Cannot convert list of tuples into a dictionary

Question

I've been searching for a solution for hours, but I can't find anything that helps. I'm having a problem converting a list of tuples into a dictionary. I get this error: 'ValueError: dictionary update sequence element #320 has length 1; 2 is required.' Here is a small example of the list of tuples:

[('Heat_equation', 262), ('Portal:Tertiary_Educatio', 262), ('Help:Wiki_markup_example', 262), ('Quantum_mechanics', 262), ('IB_Language_A:_English_Language_and_Literature_Course_Materia', 261), ('Pulmonary_Plethor', 261)]

This is what I want:

{'Heat_equation': 262, 'Portal:Tertiary_Educatio': 262, 'Help:Wiki_markup_example': 262, 'Quantum_mechanics': 262, 'IB_Language_A:_English_Language_and_Literature_Course_Materia': 261, 'Pulmonary_Plethor': 261}

The length is 2 though right? I'm not sure why I'm getting an error.
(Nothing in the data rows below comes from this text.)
PR #6411, opened 2025-08-28
fix: token balance and account tracker fixes

bergarces:
## Checklist

### DIFF
--- a/packages/assets-controllers/src/AccountTrackerController.ts
+++ b/packages/assets-controllers/src/AccountTrackerController.ts
@@ -694,12 +694,17 @@ export class AccountTrackerController extends StaticIntervalPollingController<Ac
 
       aggregated.forEach(({ success, value, account, token, chainId }) => {
         if (success && value !== undefined) {
+          const checksumAddress = toChecksumHexAddress(account);
           const hexValue = `0x${value.toString(16)}`;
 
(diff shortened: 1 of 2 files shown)


packages/assets-controllers/src/TokenBalancesController.ts
```diff
@@ -361,7 +362,7 @@ export class TokenBalancesController extends StaticIntervalPollingController<{
         const balanceUpdates = nativeBalances.map((balance) => ({
           address: balance.account,
           chainId: balance.chainId,
-          balance: balance.value?.toString() ?? '0x0',
+          balance: balance.value ? BNToHex(balance.value) : '0x0',
```
bergarces, line 365: We always want a Hex value here.

packages/assets-controllers/src/multicall.ts
bergarces, line 1: decodeFunctionResult type is any, but it's really a BigNumber, not a BN. It needs conversion.

packages/assets-controllers/src/AccountTrackerController.ts
bergarces, line 1: Ensure we always checksum the indexed address when it comes from external sources.

Prithpal-Sooriya (approved):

Here is the function where I'm trying to convert the list of tuples into a dictionary:

import urllib.request
import json
import re


def get_url(url):
    text = urllib.request.urlopen(url).read().decode()
    return text


def get_choice():
    try:
        print("Select from the following options or press <?> to quit:")
        print("1. Display top 1000 articles and views.")
        print("2. Display top 100 learning projects.")
        choice = input()
        choice = int(choice)
        if 1 <= choice <= 2:
            print()
            return choice
    except ValueError:
        if choice == "":
            return None
        print("%s is not a valid choice.\n" % choice)


def display_json(text):
    lst = []
    dictionary = json.loads(text)
    for item in dictionary['items']:
        for article in item['articles']:
            line = (article['article'], article['views'])
            lst.append(line)
        return lst


def convert_dict(lst):
    d = dict()
    [d[t[0]].append(t[1]) if t[0] in (d.keys())
     else d.update({t[0]: [t[1]]}) for t in lst]
    dictionary = {k: v[0] for k, v in d.items()}
    return dictionary


def display_dict(dictionary):
    print(dictionary)


def learning_project(dictionary):
    lst_2 = []
    for key, value in dictionary.items():
        string = str(key)
        match = re.findall(r'([^\/ ]+).*?\w+.*', string)
        match.append(value)
        tup = tuple(match)
        lst_2.append(tup)
    return lst_2


def convert(lst_2):
    p = dict(lst_2)
    print(p)


def main():
    while True:
        url = "https://wikimedia.org/api/rest_v1/metrics/pageviews/top/en.wikiversity/all-access/2018/01/all-days"
        choice = get_choice()
        if choice == None:
            break
        elif choice == 1:
            text = get_url(url)
            lst = display_json(text)
            dictionary = convert_dict(lst)
            display_dict(dictionary)
        elif choice == 2:
            text = get_url(url)
            lst = display_json(text)
            dictionary = convert_dict(lst)
            lst_2 = learning_project(dictionary)
            convert(lst_2)


main()

To explain the learning project function, I had a bigger dictionary I needed to parse. So I turned the key into a string and parsed the key with RegEx. I then appended the value to the key and that created rows of lists. Then I turned the rows of lists into tuples, and created a list of tuples. Now I'm just trying to turn this back into a dictionary, but it is not working. Any help is greatly appreciated!

Answer 1

data = [('Heat_equation', 262), ('Portal:Tertiary_Educatio', 262), 
        ('Help:Wiki_markup_example', 262), ('Quantum_mechanics', 262), 
        ('IB_Language_A:_English_Language_and_Literature_Course_Materia', 261), 
        ('Pulmonary_Plethor', 261)]
mydict = dict(data)

Answer 2

if you are getting errors with p = dict(lst_2) then your input data is not compliant with your requirement. You could make the conversion more robust by ensuring that list elements are always a two entry tuple.

p = dict( (*t,None,None)[:2] for t in lst_2 or [])

This will not fix the data but it may allow you to move forward and perhaps detect the faulty data by finding None key or None values in the resulting dictionary.